Agreed that this is a problem. I'm not sure what should be done here.
It seems like the current upstream implementation is incorrect (surely
MAP_SHARED with only one mapping should still be shared_hugetlb not
private_hugetlb); the check should really be `if (vma->vm_flags &
VM_MAYSHARE)` instead of `mapcount >= 2`. If that change can be taken,
we don't have a problem here.

>
> >
> > >
> > > Btw, are the small page* pointers still needed in the latest HGM design?
> > > Is there code taking care of disabling of hugetlb vmemmap optimization for
> > > HGM?  Or maybe it's not needed anymore for the current design?
> >
> > The hugetlb vmemmap optimization can still be used with HGM, so there
> > is no code to disable it. We don't need small page* pointers either,
> > except for when we're dealing with mapping subpages, like in
> > hugetlb_no_page.

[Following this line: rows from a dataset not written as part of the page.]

Issue #149, opened 2016-10-29
Support for style-related props (not set via 'style') in React Native


adamterlson:
Presently in styled components, there is no way to affect other style-related props in React Native. 

This style-related-prop-not-defined-via-`style` can be found in many third party libraries (such as [React Native Navbar](https://github.com/react-native-community/react-native-navbar)'s `tintColor` prop), in custom components one might write themselves, and in React Native's core components, for example:
- [TouchableHighlight](https://facebook.github.io/react-native/docs/touchablehighlight.html) underlayColor
- [ActivityIndicator](https://facebook.github.io/react-native/docs/activityindicator.html) color and size
- [Slider](https://facebook.github.io/react-native/docs/slider.html) maximumTrackTintColor and minimumTrackTintColor
- [StatusBar](https://facebook.github.io/react-native/docs/statusbar.html) backgroundColor
- [TextInput](https://facebook.github.io/react-native/docs/textinput.html) placeholderTextColor, underlineColorAndroid and keyboardAppearance
- [Switch](https://facebook.github.io/react-native/docs/switch.html) onTintColor, thumbTintColor and tintColor
- ... and a lot more

It's of course possible to simply set these props manually, but styled-component's themes are unable to be leveraged to standardize them across the codebase.

irakli-janiashvili:
This definitely will be a great enhancement!

mxstbr:
Is there a list of the ones that exist somewhere? We should definitely add support for them!

adamterlson:
@mxstbr I'm unaware of any existing list.  The only option would be to go through every available component and manually catalog them

irakli-janiashvili:
I can volunteer to go through and get the list of those items.

mxstbr:
That would be amazing @irakli-janiashvili! 🙏

irakli-janiashvili:
@mxstbr @adamterlson

Here's the list of all possible attributes that can go in styles ->  https://gist.github.com/irakli-janiashvili/dac99f8ceb0c1a9bafa78aad0f19d861

I put a question marks in front of some attrs that I'm not sure we have to put in styles..

adamterlson:
It seems like a lot to maintain manually. 

Why not simply provide a way to generally set any prop desired?

mxstbr:
[...]

PR #365, opened 2017-01-11
"Attrs" constructor

### LINKED ISSUE #134: Managing highly dynamic styles

### LINKED ISSUE #184: Using styled-components with react-router
react-router's `<Link>` component and react-modal2's `<Modal>` component accept additional classNames via separate properties.  e.g. `<Link>` accepts `activeClassName` and `<Modal>` accepts `backdropClassName` and `modalClassName`.  It would be great to have a way to style these using styled-components.  Perhaps we could have something like:

```js
const StyledLink = styled(Link)`
  color: palevioletred;
  display: block;
  margin: 0.5em 0;
  font-family: Helvetica, Arial, sans-serif;

  &:hover {
    text-decoration: underline;
  }
  &.active {
    color: red;
  }
`;
```

where `&.active` gets passed as a separate class name to the `activeClassName` property.

### LINKED ISSUE #291: Proposal: CSS Class Composition

geelen:
Ok, so this is my proposal for #291, #134 and #184 (and probably others). I think it does what we need in a really nice way:

```js
const X = styled.div.attrs({
  /* add extra props here */
})`
  /* css here as normal */
`
```

So, @ticky's original code becomes:

```js
const Title = styled.h1.attrs({
  className: 'meow nya'
})`
  font-size: 1.5em;
  text-align: center;
  color: palevioletred;
`
```

And @ForbesLindesay's becomes:

```js
const activeClassName = btoa(Math.random())
const StyledLink = styled(Link).attrs({
  activeClassName
})`
  color: palevioletred;
  display: block;
  margin: 0.5em 0;
  font-family: Helvetica, Arial, sans-serif;

  &:hover {
    text-decoration: underline;
  }
  &.${activeClassName} {
    color: red;
  }
`
```

I've added a bit of smarts to make it more similar to how interpolations work:

```js
const Button = styled.button.attrs({
  type: props => props.submit ? 'submit' : 'button'
})`
  /* ... */
`

<Button> //#> <button type="button" class="...">
<Button submit> //#> <button type="submit" class="...">
```

It gets passed the same `{ ...this.props, theme }` object that interpolations do, and recalculates whenever the CSS snippet gets reevaluated. I.e. it works exactly the same, as much possible.

If you have a `prop` and an `attr` with the same key, the `prop` wins (in that sense they're like `defaultProps`). That is except for `className` which just adds everything together. I decided against trying to generalise it—adding extra classes is kind of a special case so I'm happy to keep it that way. If you want any other kind of weird manipulation of properties just make a stateless functional component.

I've also called it `attrs` because, well, I think `props` is too overloaded. And, at the end of the day you're rendering HTML elements most of the time. They have attributes, not props. And I see this sort of API most useful when working with these elements—if you have more complex objects you should define a real component. I'm not trying to reinvent React here, but being able to define attributes in the same way you generate and attach CSS turns out to work quite nicely.

The big exception to the previous paragraph is, of course, react-router's `Link`. It masquerades as a HTML element, but it's a component, so having a single syntax that preserved that facade was important to this. Still, I didn't think it was worth changing the name.

Oh also anything in `attrs` gets turned into a `prop` later. That's not very useful, except for some cases like this:

```js
const Image = styled.img.attrs({
  'alt': 'My Beautiful Face'
})`
  &::after {
    content: '${props => props.alt}';
  }
`
```

Happy to hear feedback, in particular if you can see this breaking down in certain circumstances (that don't just warrant adding an extra component). And everyone's reaction to the name, as well. Don't submit alternate syntaxes here though. That discussion is over at #291, and I'm _pretty_ sure we've considered every possible syntax already. If not, continue the conversation there.

Closes #291, closes #134 and closes #184.


mxstbr:
This is beautiful. Solves all of the concerns with one concise, lovely API! Let's see what everybody else has to say.

----

> I've added a bit of smarts to make it more similar to how interpolations work...

Please tell me that we can reuse that to make `props => {}` happen in interpolated objects?!

```JS
const Box = styled.div`${{
  background: props => props.bg,
}}`
```

geelen:
Oh shit just realised this solves #134 as well!

```js
const Box = styled.div.attrs({
  style: props => {
    background: `hsl(
      ${props.hue}, 
      ${ 50 + props.luminosity / 2}%, 
      ${props => props.luminosity}%
    )`
  }
})`
  margin: 2rem auto;
  width: 360px;
  height: 360px;
`
```

mxstbr:
Holy cow that's huge!

k15a:
Hey,

Do you have any solution how to solve https://github.com/styled-components/styled-components/issues/305 with `attrs`? Maybe don't pass `attrs` to the element which are false?

```JS
import FontAwesome from 'react-fontawesome';

export const Icon = styled(FontAwesome).attrs({
  active: false,
  color: false,
})`
  font-size: 25px;
  margin-bottom: 3px;
  ${props => props.active && `color: ${props.colors.brand}`}
`;
```

This won't work because of:
> Oh also anything in attrs gets turned into a prop later. That's not very useful, except for some cases like this:

brunolemos:
Interesting, I like it.

If it's not already, I suggest being able to pass string literals in the attributes like this:

```
const ScrollView = styled.ScrollView.attrs({
  contentContainerStyle: `
    background-color: red;
  `,
  style: `
    background-color: green;
  `
})
```

^ Also, I passed the `style` attribute, not sure if you handled this case.
I suggest merging the styles from the `style` attr with the styles from the default way to do it.

ForbesLindesay:
This is great.  The one thought I have is that:

```js
const activeClassName = btoa(Math.random())
const StyledLink = styled(Link).attrs({
  activeClassName
})`
  color: palevioletred;
  display: block;
  margin: 0.5em 0;
  font-family: Helvetica, Arial, sans-serif;

  &:hover {
    text-decoration: underline;
  }
  &.${activeClassName} {
    color: red;
  }
`;
```

still requires me to think a lot about how the internals work in order to cover this use case.  What I'd ideally like to get working is:

```js
const StyledLink = styled(Link).attrs({
  activeClassName: css`
    color: red;
  `
})`
  color: palevioletred;
  display: block;
  margin: 0.5em 0;
  font-family: Helvetica, Arial, sans-serif;

  &:hover {
    text-decoration: underline;
  }
`;
```

This gives me no need to think about how an active class name gets generated.  The only problem I see at the moment is that the return type of `css` is, I think, the actual string of `css`, so this would need to somehow know to convert that css into a `className`.

On an unrelated note, i wonder about calling it `withDefaultProps` rather than `attrs`.  I think overall we should prioritise clarity over succinctness.  A more descriptive name might make it more obvious what it does.

diegohaz:
@ForbesLindesay For this specific case, I don't think we need that complexity.
```js
const StyledLink = styled(Link).attrs({
  activeClassName: 'active'
})`
  color: palevioletred;
  display: block;
  margin: 0.5em 0;
  font-family: Helvetica, Arial, sans-serif;

  &:hover {
    text-decoration: underline;
  }
  &.active {
    color: red;
  }
`;
```

It would work perfectly (or am I missing something?)

diegohaz:
> On an unrelated note, i wonder about calling it withDefaultProps rather than attrs. I think overall we should prioritise clarity over succinctness. A more descriptive name might make it more obvious what it does.

Yeah, it seems too much like React's defaultProps. I didn't read everything yet, but the only difference I see is we are passing in actual props here (so you can set a prop based on actual props).

I'm afraid it stimulates people to use this instead of `defaultProps`, which should be used for most cases. The `image alt` case, for example, should use `defaultProps` instead of `attrs`, from my point of view.

ForbesLindesay:
> For this specific case, I don't think we need that complexity.

The advantage of my proposal is that it doesn't require me to know the internal structure of the `Link` component.  If I use `&.active { color: red; }`, I need to know that the `activeClassName` gets applied to the same element as the normal `className`.

If I can somehow tell styled-components to generate another, totally separate style, it doesn't matter what the internal structure is.

I'm not currently sure if this is worth trying to change/extend the API for though.  I may need to keep thinking about it/try out the existing API.

> I'm afraid it stimulates people to use this instead of `defaultProps`

I'm not sure if this is actually a problem.  Is there anything wrong with doing:

```js
const Image = styled.img.withDefaultProps({
  alt: 'My Beautiful Face',
})`
  &::after {
    content: '${props => props.alt}';
  }
`
```

ticky:
Nice!!! [Just had a play](https://github.com/buildkite/frontend/commit/0217415320fa96a4d27f0289fbccbe144975d1b9), this feels much, much cleaner!

diegohaz:
> The advantage of my proposal is that it doesn't require me to know the internal structure of the Link component. If I use &.active { color: red; }, I need to know that the activeClassName gets applied to the same element as the normal className.

If this is a problem, it's `Link`'s responsibility, not ours. This is how react-router works.

> I'm not sure if this is actually a problem.

What's the benefit of using a different API from another library (`styled-components`) if it does exactly the same as React's `defaultProps`? There're also some libraries that counts on that, such as [`react-docgen`](https://github.com/reactjs/react-docgen). I think we should not encourage it.

Actually, besides `className` (which I would prefer to have a separated `.className` constructor) and cases when you want to set the attribute based on props (like the `submit` example), I don't think `.attrs` should be used. Even the `Link` example should use React's `defaultProps`.

Just my 2c.

geelen:
Thanks for the discussion and the feedback. `withDefaultProps` is not a bad name, but it doesn't actually work the way `defaultProps` works—these are reevaluated every time `props` changes, and they can take functions. It's also kind of a react-specific name. Styled Components is wholly tied to React at the moment but only by implementation, not by design.

As for the `Link` discussion, I tend to agree with @diegohaz that it's part of `Link`'s API that it applies `activeClassName` in certain cases. I don't think it makes much sense to add css-generation-and-injection behaviour into the `attrs` API, they just feel like totally separate concerns.

However, I _could_ consider treating `css` blocks specially:

```js
/* React Native example */
const ScrollView = styled.ScrollView.attrs({
  contentContainerStyle: css`
    background-color: red;
  `
})`
    background-color: green;
`

/* inline style example */
const Box = styled.div.attrs({
  style: css`
    background: hsl(
      ${props => props.hue}, 
      ${props => 50 + props.luminosity / 2}%, 
      ${props => props.luminosity}%
    );
  `
})`
  margin: 2rem auto;
  width: 360px;
  height: 360px;
`
```

This would basically convert CSS snippets to objects, so no nesting or anything would be permitted, but it might be useful for these cases. Feels like this would be useful for #149 too.

geelen:
Ok so that previous comment isn't going to work just yet. It ends up needing to do something really similar to [css-to-react-native](https://github.com/styled-components/css-to-react-native) which at the moment depends on PostCSS, and we're just about to replace PostCSS with Stylis (#286).

I've opened #371 to track it. But otherwise I think we should merge this.

jason-henriksen:
Anything I could contribute / work on to help this along?
I'm getting buried in repetitive class names.  :)

kidwm:
will this feature be in v2?

mxstbr:
@kidwm yes.

bondz:
This should be available in `styled-components@2.0.0-4` right? I'm getting `_styledComponents2.default(...).attr is not a function`

mxstbr:
That's because @geelen forgot to export it 😉 PR?

bondz:
Oh, yes. 😀

mxstbr:
Wait sorry that's not right, this is working as intended. What's the code you're running?

bondz:
@mxstbr  that's weird, tried it in `webpackbin` now and it works. It was webpack using the old cache in my build, works now. Thanks.

bondz:
@mxstbr sorry to bug you, but it happened again, replicated it here http://www.webpackbin.com/V1_gYxlKf

k15a:
It's working for me at your link ;)

bondz:
@k15a that's weird, Firefox and Edge show the same thing. http://imgur.com/a/SIRFa

firefox
Edge

k15a:
Yeah I've noticed that I looked wrong that's why I've removed my comment :p

geelen:
Not sure what the problem is here but `attrs` shouldn't be being attached to the styled component itself—it's part of the constructor, not the component, so being attached [here](https://github.com/styled-components/styled-components/blob/v2/src/constructors/constructWithOptions.js#L16) is correct.

streamich:
@geelen Can it be done like this?

```jsx
const Button = styled(({className, type}) =>
  <input className={className} type={type ? 'submit' : 'button'} />
)`
  /* ... */
`
```

kitten:
@streamich this certainly works, but please don't comment on stale PRs and issues. Especially since this is a PR and you have a rather unrelated question. I don't mean to be rude, so my suggestion is to go to Spectrum, or Twitter, or at the last create an issue for your questions :wink:

PR #368, opened 2017-01-11
Fix #367 innerRef

### LINKED ISSUE #367: #310 breaks innerRef when used like styled(MyStyledComponent)
I believe #310 broke innerRef, as a lot of components now return undefined for the refs.

Example:

```
const StyledInput = styled.input`background: red`;
const Input = ({ ...otherProps }) => (
  <StyledInput {...otherProps} />
);
```

And using it in other file

```
import Input from '../components/Input';
const StyledInput = styled(Input)`background: blue`;

class InputGroup extends Component {
  render() {
    return (
      <div>
        <StyledInput innerRef={input => this.input1 = input} />
        <StyledInput innerRef={input => this.input2 = input} />
      </div>
    )
  }
}  
```

After the update `this.input1` and `this.input2` are undefined. Where as previously they returned input elements.

IljaDaderko:
Related issue #367 , hope this is correct way to determine these.

### DIFF
--- a/CHANGELOG.md
+++ b/CHANGELOG.md
@@ -17,6 +17,8 @@ All notable changes to this project will be documented in this file. If a contri
 - Fixed defaultProps theme overriding ThemeProvider theme, thanks to [@diegohaz](https://github.com/diegohaz). (see [#345](https://github.com/styled-components/styled-components/pull/345))
 - Removed custom flowtype supressor in favour of default $FlowFixMe [@relekang](https://github.com/relekang). (see [#335](https://github.com/styled-components/styled-components/pull/335))
 - Updated all demos to link to latest version [@relekang](https://github.com/relekang)
+- Only delete innerRef if it is being passed down to native / html elements.
+
 
 ## [v1.2.1]
 
--- a/README.md
+++ b/README.md
@@ -474,6 +474,7 @@ We could use your help to get syntax highlighting support to other editors! If y
 - [reshake](https://github.com/elrumordelaluz/reshake) : CSShake as a React Functional Component ([demo](https://elrumordelaluz.github.io/reshake/))
 - [space-exp](https://github.com/caspg/space-exp) : Brings you each day a stunning picture of our universe, Astronomy Picture of the Day (APOD). Website: [spaceexperience.club](https://spaceexperience.club/)
 - [sachagreif.com](http://sachagreif.com): personal homepage built with [Gatsby](https://github.com/gatsbyjs/gatsby) ([source](https://github.com/SachaG/sg2017)).
+- [last-draft](https://github.com/vacenz/last-draft): A Draft.js Editor ([demo](http://lastdraft.vace.nz))
 - [`Dirtyredz.com`](https://github.com/dirtyredz/dirtyredz.com): David McClain | Dirtyredz - About me, Latest projects and Contact ([Website](http://dirtyredz.com))
 
 *Built something with `styled-components`? Submit a PR and add it to this list!*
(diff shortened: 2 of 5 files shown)


IljaDaderko:
@diegohaz previous PR that this one fixes added in some: https://github.com/styled-components/styled-components/pull/310/files I'm not good with testing, but let me know if these are not enough and I'll try to wrap my head around them :)

IljaDaderko:
@mxstbr @diegohaz Just had a go at this, unfortunately I can't figure out tests for our specific use case, could you guys help out  with these? 2017 goal is to eventually get better with them 🌝

mxstbr:
So I tried writing a test verifying this behavior, but it doesn't work on `master` nor after this fix – so either my test is bad (possible) or the issue doesn't lay with `styled-components`.

In the React docs I found the following section for refs:

The react docs are saying "You may not use the ref attribute on functional components because they don't have instances."

*(source: https://facebook.github.io/react/docs/refs-and-the-dom.html)*

Are you sure that your example in the original issue worked before the breaking version? I think it might be a case of switching from class syntax to functional components, which refs don't get passed through on by React...

IljaDaderko:
@mxstbr We switched back to v1.1.3 (version prior to one that introduced this) and everything works fine there, no console warnings / errors from react either. This still could be the case of using functional component, true. I will test that latter in the evening today. However, innerRef's should still be passed down given that we are passing them to styled components no?

IljaDaderko:
@mxstbr Alright just gave this a test and it seems to still be an actual issue. Indeed that ref passing won't work in scenarios described in documentation link you provided even on 1.1.3, but that is not an issue in this case.

mxstbr:
> Alright just gave this a test and it seems to still be an actual issue.

Do you have some code that breaks? That'd make it much easier to write a test for it, because that means my test is wrong 😉

IljaDaderko:
@mxstbr one from the original issue #367 is essentially it, just stripped down.

mxstbr:
This is the test I have right now:

```
it('should handle inherited components correctly', () => {
	const StyledComp = styled.div``
	const WrappedStyledComp = (...props) => <StyledComp {...props} />
	const ChildComp = styled(WrappedStyledComp)``
	const WrapperComp = class extends Component {
		testRef: any;
		render() {
			return <ChildComp innerRef={(comp) => { this.testRef = comp }} />
		}
	}
	const wrapper = mount(<WrapperComp />)

	expect(wrapper.node.testRef).toExist()
	expect(wrapper.node.ref).toNotExist()
})
```

which fails both on `master` and with this patch because `wrapper.node.testRef` is `null`. Any ideas how we need to fix this test?

IljaDaderko:
Logic wise test looks correct to me, are we 100% sure that my check is correct in this patch and that we are deleting correct things?

mxstbr:
Oh I assumed you tried your patch in your project locally and confirmed it fixed the issue! Let me dig in further then.

mxstbr:
Now I know the issue, you almost had it. You also checked if the passed in component wasn't a styled component, but we actually also want to pass it to normal react components! Changing the checks to `isTag()` only fixes everything.

Thank god we finally got this, thanks for helping me debug this so far. Pushing up the test and my changes now, give me a minute...

IljaDaderko:
Awesome! Sorry for a bit off a mess created, this was actually my first time trying to contribute to an oss project 😳

mxstbr:
Oh wow, congratulations 🎉 You did really well! Sorry for the huge troubles in landing this, I wish your first experience contributing code was faster. Next time though!

> Nitpick: it definitely wasn't your first _contribution_. Your input in the discussions around the repo has been invaluable. Don't discredit those, just because you haven't written any code for the project doesn't mean you haven't contributed anything—the opposite, actually!

jesnil01:
Big thanks for this!

PR #371, opened 2017-01-12
Parse CSS blocks to objects in attrs

geelen:
Added a failing test case for this behaviour. If someone could pick this up, that would be ace.


mxstbr:
Welp, doesn't look like anybody picked this up. Going to close it in order to make the repo a bit more tidy—if you're reading this and you are interested in picking this up let us know and we'll reopen it!

PR #380, opened 2017-01-17
Updated deps

amilajack:


amilajack:
Should the `src/vendor` dir be ignored by eslint?

amilajack:
@mxstbr What default should be used to fix this error?

https://ci.appveyor.com/project/mxstbr/styled-components/build/963#L1420

mxstbr:
> /home/travis/build/styled-components/styled-components/src/models/ThemeProvider.js
>  14:3  error  propType "children" is not required, but has no corresponding defaultProp declaration  react/require-default-props

`children` should actually be required, a `ThemeProvider` without children doesn't make any sense, does it?

mxstbr:
Thanks for this PR btw, this is awesome!

mxstbr:
Wait why'd we never merge this? 😱

amilajack:
I think it would be better to wait until the jest migration has finished. There'll probably be a lot of merge conflicts if we don't

mxstbr:
Good call, as always 👌

PR #4069, opened 2023-06-30
fix: StyleSheetManager must accept undefined props

gineika:
If `exactOptionalPropertyTypes` is enabled in `tsconfig.json`, this code should work:
```js
import { type ReactElement, type ReactNode } from 'react'
import { StyleSheetManager, type ServerStyleSheet } from 'styled-components'

export const Test = (
  { children, sheet }: {
    readonly children: ReactNode
    readonly sheet?: undefined | ServerStyleSheet['instance'] // defined only on server side
  },
): ReactElement => {
  return (
    <StyleSheetManager
      sheet={sheet}
    >
      {children}
    </StyleSheetManager>
  )
}
```

v5 types:
https://github.com/DefinitelyTyped/DefinitelyTyped/blob/b384d9e82713dc8400a1289eeb9be7f2fc467390/types/styled-components/index.d.ts#L400-L407


probablyup (approved):
Thanks

PR #4078, opened 2023-07-06
fix: StyleSheetManager missing Stylis types

### LINKED ISSUE #4051: Cannot find namespace 'stylis' / Vite
Hi,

Everything else can handle the hugetlb page as a
> > folio.
> >
> > I hope we can keep compatibility with the vmemmap optimization while
> > solving the mapcount overflow risk.
>
> Yeh that'll be perfect if it works.  But afaiu even with your current
> design (ignoring all the issues on either smaps accounting or overflow
> risks), we already referenced the small pages, aren't we?  See:
>
> static inline int page_mapcount(struct page *page)
> {
>         int mapcount = atomic_read(&page->_mapcount) + 1;  <-------- here
>
>         if (likely(!PageCompound(page)))
>                 return mapcount;
>         page = compound_head(page);
>         return head_compound_mapcount(page) + mapcount;
> }
>
> Even if we assume small page->_mapcount should always be zero in this case,
> we may need to take special care of hugetlb pages in page_mapcount() to not
> reference it at all.  Or I think it's reading random values and some days
> it can be non-zero.

IIUC, it's ok to read from all the hugetlb subpage structs, you just
can't *write* to them (except the first few). The first page of page
structs is mapped RW; all the others are mapped RO to a single
physical page.

>
> The other approach is probably using the thp approach.  After Hugh's rework
> on the thp accounting I assumed it would be even cleaner (at least no
> DoubleMap complexity anymore.. even though I can't say I fully digested the
> whole history of that).  It's all about what's the major challenges of
> using the same approach there with thp.  You may have more knowledge on
> that aspect so I'd be willing to know.

I need to take a closer look at Hugh's approach to see if we can do it
the same way. (I wonder if the 1G THP series has some ideas too.)

A really simple solution could be just to prevent userspace from doing
MADV_SPLIT (or, if we are enabling HGM due to hwpoison, ignore the
poison) if it could result in a mapcount overflow. For 1G pages,
userspace would need 8192 mappings to overflow mapcount/refcount.